Wednesday, April 27, 2022

Gentrification Book Reading Notets

 How To Kill a City: Gentrification, Inequality, and the Fight for the Neighborhood by Peter Moskowitz New York : Nation Books, 2017)

Tiny summary: Capitalism combined with state and federal laws to set us up to value real estate over people. Author documents examples in New Orleans, Detroit, San Francisco and New York.

Author's thesis statement: "In every gentrifying city -- that is, in every city where there is a combination of new coffee shops and condos, hipsters, and families struggling to hang on -- you can usually trace they start of that change not to a few pioneering citysteaders but to a combination of federal, local, and state policies that favor the creation of wealth over the creation of community." (p. 23)

Federal examples:

"Regan cut all nonmilitary spending by the US government by 9.7 percent in his first term, and in his second term cut the Department of Housing and Urban Development's budget by an astonishing 40 percent, hobbling cities' ability to pay for public housing." p. 42 

GI bill's focus on home ownership fostered suburbs, broke habit of multi-generational living

FEMA's failure to serve black New Orleanians post-Katrina

Misc

Quotes Jane Jacobs: "'Private investment shapes cities, but social ideas (and laws) shape private investment. First comes the image of what we want, then the machinery is adapted to turn out that image.'" p. 68

Urbanist Richard Florida with 2002 book The Rise of the Creative Class is a leading force in hyping the creative class at the expense of the poor, working, and even middle class. Emphasis on creating cities or districts that cater to the needs and tastes of this group at the expense of others (who were generally in the districts first). (See section beginning p. 78)
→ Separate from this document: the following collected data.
PR #733, opened 2025-05-13
test: add image ocr test case

smoya:
I realized we had an actual png image in the tests directory but we didn't add the test for OCR.


smoya:
Closed in favor of https://github.com/timescale/pgai/pull/743

PR #735, opened 2025-05-14
chore: revert "feat: add support for named vectorizers to ai.vectorizer_errors"

smoya:
Reverts timescale/pgai#683

We are reverting this because it will cause a BC with previous versions that are relying on `ai.vectorizer_errors` table and don't have the new `ai._vectorizer_errors`. 

I'm working on a fix for this, in the meantime let's revert it so we don't block the release pipeline.


JamesGuthrie:
Can you explain why we're reverting this?

smoya:
> Can you explain why we're reverting this?

Updated the description.

Askir (approved):

PR #751, opened 2025-05-16
docs: document how chunk overlap works

Askir:


docs/vectorizer/api-reference.md
```diff
@@ -617,6 +617,15 @@ You use it to recursively split text into chunks using multiple separators.
 
 A JSON configuration object that you can use in [ai.create_vectorizer](#create-vectorizers).
 
+### Understanding Overlap
+The recursive character text splitter creates overlaps only when splitting within words (using the empty string separator "").
+When splitting at explicit separators like periods or spaces, chunks connect with no overlap.
+Always include "" as the final separator or chunks may exceed the specified size.
+The chunk_overlap parameter is a target, not a guarantee, and actual overlap sizes will vary based on where splits occur.
```
smoya, line 624:
```suggestion
The `chunk_overlap` parameter is a target, not a guarantee, and actual overlap sizes will vary based on where splits occur.
```

docs/vectorizer/api-reference.md
```diff
@@ -617,6 +617,15 @@ You use it to recursively split text into chunks using multiple separators.
...
+
+Both chunking implementations use langchain's Text splitters under the hood: [[1]](https://python.langchain.com/docs/how_to/character_text_splitter/), [[2]](https://python.langchain.com/docs/how_to/recursive_text_splitter/).
+
+
```
smoya, line 628: WDYT about adding an example here?

docs/vectorizer/api-reference.md
```diff
@@ -617,6 +617,15 @@ You use it to recursively split text into chunks using multiple separators.
 
 A JSON configuration object that you can use in [ai.create_vectorizer](#create-vectorizers).
 
+### Understanding Overlap
+The recursive character text splitter creates overlaps only when splitting within words (using the empty string separator "").
```
JamesGuthrie, line 621: Is this statement correct? In the following example, the "" splitter is not used, but there is still overlapping text:

```python
text_splitter = RecursiveCharacterTextSplitter(separators=["\n\n", "\n", " ", ""],chunk_size=20,chunk_overlap=10)
text_splitter.create_documents(["Lorem Ipsum is simply dummy text of the printing and typesetting industry."])
```
Produces:
```
['Lorem Ipsum is', 'Ipsum is simply', 'is simply dummy', 'dummy text of the', 'of the printing and', 'and typesetting', 'industry.']
```

Askir: Your code actually contains the "" splitter. But I tried without it and you're correct that it still produces overlap. I can't quite figure out how this works. Some chunks seems to have overlap and some don't. Maybe linking to langchain is enough.

PR #752, opened 2025-05-16
chore: reproduce error when deleting during processing

Askir:


projects/pgai/tests/vectorizer/cli/test_vectorizer_core.py
```diff
@@ -514,3 +514,115 @@ def test_chunking_none(
...
+        assert (
+            source_row["count"] == 0
+        ), f"Source table should be empty, was {source_row['count']}"
+        # Check that the embedding table is empty (no dead chunks)
+        cur.execute(f"SELECT COUNT(*) FROM {embedding_table_name}")
+        embedding_row = cur.fetchone()
+        assert embedding_row is not None
+        assert (
+            embedding_row["count"] == 0
+        ), f"Embedding table should be empty, was {embedding_row['count']}"
```
Askir, line 628: This assert fails but the one above succeeds meaning you end up with dead chunks.
It's a bit iffy not sure if this will work in CI because the timing has to be configured correctly for the delete to be executed at the right time.

PR #765, opened 2025-05-28
feat: add sc api to manage facts

MasterOdin:
PR adds an API for managing facts in the semantic catalog so that you can:
1. add a fact
2. drop an existing fact
3. edit an existing fact

The expectation would be that for (1) and (3) that the end user would run the `vectorize` function afterwards.

Assuming we're fine with this, I'd then go to add API for objects and sql examples, but wanted to start with just one for now.


projects/pgai/pgai/semantic_catalog/semantic_catalog.py
```diff
@@ -410,6 +410,121 @@ async def search_sql_examples(
...
+                )
+            """,
+                dict(catalog_name=self.name, description=description),
+            )
+            row = await cur.fetchone()
+            if row is None:
+                raise RuntimeError("Failed to add fact to semantic catalog")
+            return Fact(id=row["sc_add_fact"], description=description)
+
+    async def edit_fact(
```
jgpruitt, line 473: let's call this `update_fact`.

projects/pgai/pgai/semantic_catalog/semantic_catalog.py
```diff
@@ -410,6 +410,121 @@ async def search_sql_examples(
...
+                    from ai.semantic_catalog_embedding e
+                    where e.semantic_catalog_id = %(catalog_id)s
+                """,
+                dict(catalog_id=self.id),
+            )
+            row = await cur.fetchone()
+            count = row["count"] if row else 0
+            cols: list[Composable] = []
+            for i in range(count):
+                cols.append(SQL("{} = null").format(Identifier(f"emb{i + 1}")))
```
jgpruitt, line 507: This is not necessary. There is a trigger on the fact table that will null out the vector columns when the row is updated

jgpruitt (changes requested):

projects/pgai/pgai/semantic_catalog/semantic_catalog.py
MasterOdin: Good to know, removed in 64a8744f5516ae72eacf6e6c2d1955a3591cf01b.

projects/pgai/pgai/semantic_catalog/semantic_catalog.py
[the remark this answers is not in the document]
MasterOdin: Yeah, agreed. I just wanted to make sure I had buy-in from you on the basic approach before tackling those.

PR #774, opened 2025-05-30
feat: log file size

alejandrodnm:
I'm not really sure about this since it adds an extra call to s3. Maybe we can put it behind a debug flag? Although I think it might be useful while we make the feature more robust, specially in cloud.

### DIFF
--- a/projects/pgai/pgai/vectorizer/loading.py
+++ b/projects/pgai/pgai/vectorizer/loading.py
@@ -3,8 +3,11 @@ from dataclasses import dataclass
 from io import BytesIO
 from typing import Any, Literal
 
+import structlog
 from filetype import filetype  # type: ignore
 from pydantic import BaseModel
+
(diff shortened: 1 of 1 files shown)


projects/pgai/pgai/vectorizer/loading.py
```diff
@@ -80,11 +84,17 @@ def load(self, row: dict[str, str]) -> LoadedDocument:
...
-        content = BytesIO(
-            smart_open.open(  # type: ignore
-                file_path, "rb", transport_params=transport_params
-            ).read()
-        )
+            s3_resource = session.resource("s3")  # type: ignore
+        if file_path.startswith("s3://") and not self.aws_role_arn:
+            import boto3
+
+            s3_resource = boto3.resource("s3")  # type: ignore
```
JamesGuthrie, line 91: What is the purpose of this change?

Viral video in San Francisco captured white men bullying Hispanic people off a city soccer field because the former paid for the time and the people who'd always lived in the neighborhood followed the practice of the community. Moskowitz sees this as an example of how "[a]s our cities' landscapes have changed, we have too, increasingly viewing ourselves not as community members with a responsibility to each other but as purchasers of things and experiences. This is what pissed off Hugo the most -- the idea that these people felt they had more of a right to space than he and his friends; that the amount of times spent in a community and the traditional way of doing things, of accessing public space, did not matter and only money did." (p 136)

"How do you begin to form a tenants movement in a city where many residents feel like consumers of luxury products, not community members?" (p 215)

Local

Tax breaks favor Twitter over small-business owners; they bring in the massive stadium and its team with expensive tickets and demand for mostly service-wages jobs to support it.
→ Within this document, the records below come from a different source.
PR #776, opened 2025-06-02
feat: support named vectorizers in ai.execute_vectorizer

smoya:
This PR adds a new signature for the `ai.execute_vectorizer` function that accepts a vectorizer name as input instead of an id.

### DIFF
--- a/projects/pgai/db/tests/vectorizer/test_named_vectorizer.py
+++ b/projects/pgai/db/tests/vectorizer/test_named_vectorizer.py
@@ -1,3 +1,5 @@
+import os
+
 import psycopg
 import pytest
 from psycopg.rows import namedtuple_row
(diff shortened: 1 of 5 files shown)


projects/pgai/db/tests/vectorizer/test_named_vectorizer.py
```diff
@@ -51,9 +37,50 @@ def test_named_vectorizer():
                 , ('how to make stir fry', '2022-01-06'::timestamptz, 'pick up the phone and order takeout')
             """)
 
-            # drop the drop_me column
-            cur.execute("alter table website.blog drop column drop_me")
 
+@pytest.mark.skipif(os.getenv("PG_MAJOR") == "15", reason="does not support pg15")
```
cevian, line 41: why does this not work on pg15?

cevian (approved):
one question about tests but non-blocking

projects/pgai/db/tests/vectorizer/test_named_vectorizer.py
smoya: Not sure if more errors will raise besides that one

PR #52, opened 2026-05-10
fix: handle JSONB shared_with filters and path-style S3

willchen96:
## Summary

Fixes project sharing queries against the `shared_with` JSONB column and improves compatibility with local/S3-compatible storage providers.

## Changes

- Replaced Supabase `.contains("shared_with", [email])` calls with `.filter("shared_with", "cs", JSON.stringify([email]))`.
- Applied the JSONB containment fix to:
  - `GET /projects`
  - `listAccessibleProjectIds`
- Added `forcePathStyle: true` to the S3 client configuration.

## Why

`shared_with` is a JSONB column. Passing a JavaScript array to `.contains()` can be serialized in a way that PostgREST treats as Postgres array syntax instead of JSON, causing `GET /projects` to fail for users with shared projects.

`forcePathStyle: true` allows the S3 client to work with local MinIO and other S3-compatible endpoints that do not support virtual-hosted-style bucket URLs.

## Testing

- Synced from private repo to OSS export.

### DIFF
--- a/backend/src/lib/access.ts
+++ b/backend/src/lib/access.ts
@@ -135,7 +135,7 @@ export async function listAccessibleProjectIds(
             ? db
                   .from("projects")
                   .select("id")
-                  .contains("shared_with", [userEmail])
+                  .filter("shared_with", "cs", JSON.stringify([userEmail]))
                   .neq("user_id", userId)
             : Promise.resolve({ data: [] as { id: string }[] }),
     ]);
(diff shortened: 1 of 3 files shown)


willchen96:
Implements PR fix: JSONB array queries fail with "invalid input syntax for type json" #5 by sid-swirl without conflicting project validation changes

PR #58, opened 2026-05-11
Replace custom DOCX tracked changes with docx-track-changes library

becker-charles:
## Changes

- Replace approx. 1179 line custom docxTrackedChanges.ts with approx. 370 line wrapper around docx-track-changes library
- Switch from fuzzy text matching (find + context_before/after) to paragraph ID based editing (paraId)
- Mint and persist stable paragraph IDs on first document read
- Fix stale preview after accept/reject by bumping refetchKey
- Remove unused fast-diff and fast-xml-parser dependencies

## Benefits

- More reliable edits: Paragraph IDs are unambiguous vs fuzzy text matching that could match wrong location
- Simpler maintenance: Leverage maintained library instead of custom XML manipulation
- Better error messages: Clear feedback when paraId does not exist
- Smaller codebase: Approx. 800 fewer lines to maintain


becker-charles:
**Additional fixes for tracked changes UI:**

- Noticed two separate chat routes (`/assistant/chat` and `/projects/.../chat`) with duplicate but inconsistent `handleEditResolved` implementations (should be consolidated in future refactor)
- Fixed bulk "Accept all" leaving markup visible in standalone chat view by adding `refetchKey` to ChatView/AssistantSidePanel/DocPanel flow
- Fixed project view EditCards not updating to show accepted/rejected status by adding `resolvedEditStatuses` state and prop
- Added missing `onEditResolveStart` and `isEditReloading` to project view for progress tracking during bulk operations
- Both routes now handle edit resolution consistently with loading states, progress indicators, and UI updates

becker-charles:
- **Bulk accept/reject optimization**: Added `isBulk` flag and `onBulkComplete` callback so bulk operations trust optimistic updates during processing and only trigger one refetch at the end (instead of per-edit)

- **Fixed optimistic update not hiding deleted text**: Backend was returning tracked change IDs without text, and frontend was matching by index order (which didn't match DOM order). Now backend returns text content with each ID, and frontend matches elements by text content to ensure correct tagging.

becker-charles:
@willchen96: The scope of this PR expanded slightly. While implementing the docx-track-changes library, I noticed some bugs/inefficiencies in how Mike handles displaying tracked changes optimistically (and ultimately syncing with the actual document state), which I've fixed as part of the work. If you would prefer separate PRs, let me know.

Otherwise, it should be good to go after review.

willchen96:
Hi @becker-charles thanks for this very helpful PR. Unfortunately I was unable to get to this at the time when you made the PR as I was doing a large refactor of the codebase in parallel. Never the less the issues highlighted here are very helpful. I am slightly concerned about replacing custom code with a package as the size reduction is not that substantial and we might lose the ability of customisation. But the package is very clean and has great ideas. I will test it out at some point. Created an issue linking to this #264

willchen96:
Created an issue linking to this #264

PR #61, opened 2026-05-11
fix(security): patch Next.js and React

nikohann:
Bump Next.js and React to latest patch versions for security fixes.


willchen96:
Thank you Niko for flagging this. Fixed in latest PR merge.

Localities put incentives in place for real estate or tech companies rather than making sure people's basic needs met. Once those companies arrive, rents go up and businesses open that cater to richer people meaning people who had been living there have to go further for basic needs. See Detroit's "7.2" (beginning page 91) for example. "The people who are benefiting from all these subsidies -- the gentrifiers of the 7.2 -- do not seem to realize the work that has gone into bringing and keeping them here. They consider themselves cunning pioneers ... ignoring the fact that hundreds of millions of dollars that could be used to keep [Detroit native now displaced] Cheryl West in their homes...." p. 95

"The suburbs were the prototype for gentrification, not aesthetically but economically. Suburbanization was the original American experiment in using real estate to reinvigorate capitalism. Gentrification can be understood as a continuation of that experiment .... The suburbs are also a good reminder that housing, planning, and economic policy in the United States is deliberate, and that its main purpose is to produce money not adequately house people." (p. 147)
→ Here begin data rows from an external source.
PR #73, opened 2026-05-13
fix: remove auth bypass dev fallback in getUserIdFromRequest

### LINKED ISSUE #65: [Security][Critical] Auth bypass dev fallback — unauthenticated account takeover
## Severity: Critical
**File:** `frontend/src/lib/supabase-server.ts:27-29`
**CWE:** CWE-287 — Improper Authentication
**OWASP:** A07:2021 — Identification and Authentication Failures

## Description
`getUserIdFromRequest()` contains a branch that, when `NEXT_PUBLIC_SUPABASE_URL` or `SUPABASE_SECRET_KEY` is absent, skips all token verification and returns the raw Bearer string verbatim as the authenticated user ID:

```typescript
if (!supabaseUrl || !serviceKey) {
    // Dev fallback — accept raw token as user ID
    return token;
}
```

This affects any environment where these variables are unset — CI pipelines, staging, or self-hosted deployments with incomplete configuration.

## Impact
An attacker who knows any valid user UUID passes it as a Bearer token and receives full authenticated access to that user's documents, projects, and profile data. In a legal document assistant this constitutes a material privacy breach reportable under GDPR/state privacy laws.

## Proof of Concept
```bash
TARGET_USER_UUID="aaaaaaaa-bbbb-cccc-dddd-eeeeeeeeeeee"
curl -s https://app.example.com/api/documents \
  -H "Authorization: Bearer ${TARGET_USER_UUID}"
# Returns target user's document list when env vars are absent
```

## Fix
Remove the fallback. Fail hard when env vars are missing:

```typescript
if (!supabaseUrl || !serviceKey) {
    throw new Response("Server auth is not configured", { status: 500 });
}
```

**Remediation tier:** Immediate — block all production deploys until resolved.

### LINKED ISSUE #87: Nit PR #73: createServerSupabase() silently creates client with empty credentials when env vars are missing
## Found in PR #73 (fix/65-auth-bypass-fallback)

**Severity:** Minor

`createServerSupabase()` uses `|| ""` for both env vars:

```typescript
export function createServerSupabase() {
    const url = process.env.NEXT_PUBLIC_SUPABASE_URL || "";
    const key = process.env.SUPABASE_SECRET_KEY || "";
    return createClient(url, key, { auth: { persistSession: false } });
}
```

If either env var is missing, this creates a Supabase client with empty strings. The client will be constructed without error, but every subsequent DB call will fail with an obscure Supabase error rather than a clear config error at startup. 

`getUserIdFromRequest` (also in this file) correctly throws a 500 when env vars are missing. `createServerSupabase` should be consistent.

**Fix:** Throw early if either var is absent, matching the pattern in `getUserIdFromRequest`.

### LINKED ISSUE #89: Nit PR #73: getUserIdFromRequest still uses || "" fallback for env vars (inconsistent with createServerSupabase)
## Found in PR #73 (fix/65-auth-bypass-fallback)

**Severity:** Nit

`createServerSupabase()` was updated to read env vars directly without a fallback:
```typescript
const url = process.env.NEXT_PUBLIC_SUPABASE_URL;
const key = process.env.SUPABASE_SECRET_KEY;
if (!url || !key) { throw ... }
```

But `getUserIdFromRequest` in the same file still reads with `|| ""` fallback:
```typescript
// frontend/src/lib/supabase-server.ts lines 27-28
const supabaseUrl = process.env.NEXT_PUBLIC_SUPABASE_URL || "";
const serviceKey = process.env.SUPABASE_SECRET_KEY || "";

if (!supabaseUrl || !serviceKey) {
    throw new Response("Server auth is not configured", { status: 500 });
}
```

The logic is correct (empty string is falsy so the guard still triggers), but the pattern is inconsistent within the same file. The `|| ""` is dead code.

**Fix:** Remove the `|| ""` fallbacks — read the env vars directly as in `createServerSupabase()`.

### LINKED ISSUE #90: Nit PR #73: No test for createServerSupabase() throwing when env vars are missing
## Found in PR #73 (fix/65-auth-bypass-fallback)

**Severity:** Nit

PR #73 added a guard to `createServerSupabase()` that throws when `NEXT_PUBLIC_SUPABASE_URL` or `SUPABASE_SECRET_KEY` are missing:

```typescript
export function createServerSupabase() {
    const url = process.env.NEXT_PUBLIC_SUPABASE_URL;
    const key = process.env.SUPABASE_SECRET_KEY;
    if (!url || !key) {
        throw new Error("NEXT_PUBLIC_SUPABASE_URL and SUPABASE_SECRET_KEY must be set");
    }
    return createClient(url, key, { auth: { persistSession: false } });
}
```

The test file `frontend/src/lib/__tests__/supabase-server.test.ts` covers `getUserIdFromRequest` thoroughly but has zero tests for `createServerSupabase()`. The new guard that throws on missing env vars is completely untested.

**Fix:** Add tests to the existing test file:
```typescript
describe("createServerSupabase", () => {
    it("throws when NEXT_PUBLIC_SUPABASE_URL is missing", async () => {
        process.env.SUPABASE_SECRET_KEY = "some-key";
        const { createServerSupabase } = await import("../supabase-server");
        expect(() => createServerSupabase()).toThrow();
    });
    it("throws when SUPABASE_SECRET_KEY is missing", async () => {
        process.env.NEXT_PUBLIC_SUPABASE_URL = "https://project.supabase.co";
        const { createServerSupabase } = await import("../supabase-server");
        expect(() => createServerSupabase()).toThrow();
    });
});
```

bmersereau:
## Summary
- Removes the dev fallback in `getUserIdFromRequest()` that accepted any Bearer token verbatim as a user ID when env vars were absent
- Missing `NEXT_PUBLIC_SUPABASE_URL` or `SUPABASE_SECRET_KEY` now throws a 500 response instead of silently bypassing authentication
- `createServerSupabase()` also now throws when env vars are missing instead of silently creating a client with empty credentials
- Removes redundant `|| ""` fallbacks from `getUserIdFromRequest` for consistency
- Adds vitest and unit tests covering missing-env-var cases for both functions

Closes #65
Closes #87
Closes #89
Closes #90

## Changes
- `frontend/src/lib/supabase-server.ts` — `createServerSupabase` throws on missing env vars; `getUserIdFromRequest` removes `|| ""` fallbacks; bypass fallback replaced with `throw new Response(..., { status: 500 })`
- `frontend/src/lib/__tests__/supabase-server.test.ts` — 10 unit tests covering both `createServerSupabase` and `getUserIdFromRequest`
- `frontend/vitest.config.ts` — minimal vitest config

## Test plan
- [x] Unit tests added and passing (10/10)
- [x] TypeScript clean
- [ ] Build requires real Supabase env vars (pre-existing prerender failure without credentials)

### DIFF
--- a/frontend/package-lock.json
+++ b/frontend/package-lock.json
@@ -7,6 +7,7 @@
         "": {
             "name": "mike",
             "version": "0.1.0",
+            "license": "AGPL-3.0-only",
             "dependencies": {
                 "@aws-sdk/client-s3": "^3.1025.0",
                 "@aws-sdk/s3-request-presigner": "^3.1025.0",
@@ -62,6 +63,7 @@
                 "tailwindcss": "^4",
                 "tw-animate-css": "^1.4.0",
                 "typescript": "^5",
+                "vitest": "^4.1.6",
                 "wrangler": "^4.90.0"
             }
         },
@@ -1866,9 +1868,9 @@
             }
         },
         "node_modules/@emnapi/core": {
-            "version": "1.9.2",
-            "resolved": "https://registry.npmjs.org/@emnapi/core/-/core-1.9.2.tgz",
-            "integrity": "sha512-UC+ZhH3XtczQYfOlu3lNEkdW/p4dsJ1r/bP7H8+rhao3TTTMO1ATq/4DdIi23XuGoFY+Cz0JmCbdVl0hz9jZcA==",
+            "version": "1.10.0",
+            "resolved": "https://registry.npmjs.org/@emnapi/core/-/core-1.10.0.tgz",
+            "integrity": "sha512-yq6OkJ4p82CAfPl0u9mQebQHKPJkY7WrIuk205cTYnYe+k2Z8YBh11FrbRG/H6ihirqcacOgl2BIO8oyMQLeXw==",
             "dev": true,
             "license": "MIT",
             "optional": true,
@@ -1878,9 +1880,9 @@
             }
         },
         "node_modules/@emnapi/runtime": {
-            "version": "1.9.2",
-            "resolved": "https://registry.npmjs.org/@emnapi/runtime/-/runtime-1.9.2.tgz",
-            "integrity": "sha512-3U4+MIWHImeyu1wnmVygh5WlgfYDtyf0k8AbLhMFxOipihf6nrWC4syIm/SwEeec0mNSafiiNnMJwbza/Is6Lw==",
+            "version": "1.10.0",
+            "resolved": "https://registry.npmjs.org/@emnapi/runtime/-/runtime-1.10.0.tgz",
+            "integrity": "sha512-ewvYlk86xUoGI0zQRNq/mC+16R1QeDlKQy21Ki3oSYXNgLb45GV1P6A0M+/s6nyCuNDqe5VpaY84BzXGwVbwFA==",
             "license": "MIT",
             "optional": true,
             "dependencies": {
@@ -3896,6 +3898,16 @@
                 "zod": "^3.25.0 || ^4.0.0"
             }
         },
+        "node_modules/@oxc-project/types": {
+            "version": "0.129.0",
+            "resolved": "https://registry.npmjs.org/@oxc-project/types/-/types-0.129.0.tgz",
+            "integrity": "sha512-3oz8m3FGdr2nDXVqmFUw7jolKliC4MoyXYIG2c7gpjBnzUWQpUGIYcXYKxTdTi+N2jusvt610ckTMkxdwHkYEg==",
+            "dev": true,
+            "license": "MIT",
+            "funding": {
+                "url": "https://github.com/sponsors/Boshen"
+            }
+        },
         "node_modules/@poppinss/colors": {
             "version": "4.1.6",
             "resolved": "https://registry.npmjs.org/@poppinss/colors/-/colors-4.1.6.tgz",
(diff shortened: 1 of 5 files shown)


bmersereau:
## PR Review: fix: remove auth bypass dev fallback from getUserIdFromRequest

### Summary
This PR closes the dev-mode bypass that allowed any raw Bearer token to be treated as a valid user ID when `NEXT_PUBLIC_SUPABASE_URL` or `SUPABASE_SECRET_KEY` were absent. The fix is correct and the new error is the right behavior. Test coverage is present but has gaps described below.

### Risk Assessment
- **Risk Level**: Low
- **Blast Radius**: Any environment that relied on the dev fallback (missing env vars) will now get a 500 instead of silently accepting the raw token — correct and intentional
- **Rollback Plan**: `git revert` the commit; fallback behavior is restored immediately

---

### Review by Category

#### Security
- **[severity:praise]** Removing the fallback is the right call. The old code at lines 27–29 was a direct authentication bypass — any string passed as a Bearer token became the user ID. The new `throw new Response("Server auth is not configured", { status: 500 })` is safe and fails loud.

#### Correctness
- **[severity:minor]** `createServerSupabase()` still constructs a client with empty strings when env vars are absent:
  ```typescript
  const url = process.env.NEXT_PUBLIC_SUPABASE_URL || "";
  const key = process.env.SUPABASE_SECRET_KEY || "";
  return createClient(url, key, { auth: { persistSession: false } });
  ```
  This is now inconsistent with the new stricter behavior in `getUserIdFromRequest`. A misconfigured `createServerSupabase()` call will silently return a client that fails at query time rather than at construction. Not a blocker, but worth aligning in a follow-up.

#### Test Coverage
- **[severity:minor]** Missing happy-path test: a well-configured server with a valid token should return the user ID. Without this, a regression that breaks the success path won't be caught.

- **[severity:minor]** Missing invalid-token test: `getUser` returning `{ data: { user: null } }` should yield a 401. This is the most security-relevant branch and has no test.

- **[severity:nit]** Test 1 ("throws 500 when NEXT_PUBLIC_SUPABASE_URL is missing") calls `getUserIdFromRequest` twice — once to assert the rejection, once to extract the status. The second call re-runs the async logic redundantly:
  ```typescript
  await expect(getUserIdFromRequest(req)).rejects.toBeInstanceOf(Response);
  const err = await getUserIdFromRequest(req).catch((r: Response) => r); // second call
  ```
  Use a single call with `rejects`:
  ```typescript
  const err = await getUserIdFromRequest(req).catch((r) => r);
  expect(err).toBeInstanceOf(Response);
  expect((err as Response).status).toBe(500);
  ```

---

### Test Coverage Assessment
- Lines added (non-test): 1 (the throw replacing 2 lines net)
- Test lines added: ~57
- Missing test cases: happy path (valid token → returns user ID), invalid token (getUser returns null user → 401)

---

### Verdict
- [ ] **Approve** - Ship it
- [x] **Approve with nits** — Add the happy-path and invalid-token tests before or shortly after merge; fix the double-call in test 1
- [ ] **Request changes** - Blocking issues must be addressed
- [ ] **Needs discussion** - Architecture/approach concerns

### What I Verified
- [x] Read the full diff
- [x] Ran tests locally (4/4 pass)
- [x] Checked `createServerSupabase()` for consistency
- [x] Reviewed linked issue #65

bmersereau:
## PR Review (follow-up): fix: remove auth bypass dev fallback from getUserIdFromRequest

All issues from the previous review have been addressed. This is a clean pass.

### What changed since last review
- `vi.hoisted()` used for a stable `mockGetUser` reference that survives `vi.resetModules()` — correct vitest idiom
- Double-call in test 1 fixed: single `catch` + two assertions
- Happy-path test added: valid token → returns `"real-user-id"`
- Invalid-token 401 test added: `mockGetUser` returns `null` user → 401 response
- `beforeEach` resets `mockGetUser` to the default so tests don't bleed into each other

### Remaining (non-blocking)
- **[severity:nit]** In `beforeEach`, placing `mockGetUser.mockResolvedValue(...)` before `vi.resetModules()` would read more naturally for someone unfamiliar with `vi.hoisted` — reset mock state first, then clear module registry. Behaviour is identical either way.

### Test Coverage
All branches of `getUserIdFromRequest` are now covered: missing URL (500), missing key (500), both missing (500), no auth header (401), valid token → user ID, invalid/expired token (401). Nothing missing.

### Verdict
- [x] **Approve** — Ship it

### What I Verified
- [x] Read the full diff
- [x] Ran tests locally — 6/6 pass
- [x] Confirmed `vi.hoisted()` mock survives `vi.resetModules()` correctly

LaurieScheepers:
These security enhancements should be merged.

willchen96:
Thanks Beau. This has been fixed as [frontend/src/lib/supabase-server.ts](https://github.com/willchen96/mike/pull/73/changes#diff-229027564d4f00c4dd5e4f9add749646ef41b261d103d2c26b380ead23f632ed) has now been deleted as supabase connection is moved to backend except for auth.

Given that urban gentrification pushes poor people to the suburbs, "The suburbs are being reused, reconfigured, and repopulated. They are becoming poorer, and that has wide-ranging implications for policy and the lives of lower income people." (p. 147) 


Moskowitz's concluding suggestions (p 209-13)

Expand, protect, and make accessible public lands. 

Give people an actual say in what happens in their city.

Heavily regulate housing. (e.g. rent control)

Implement a New Deal

End protectionism, add infrastructure. 

Raise taxes, raise wages, spend on the poor.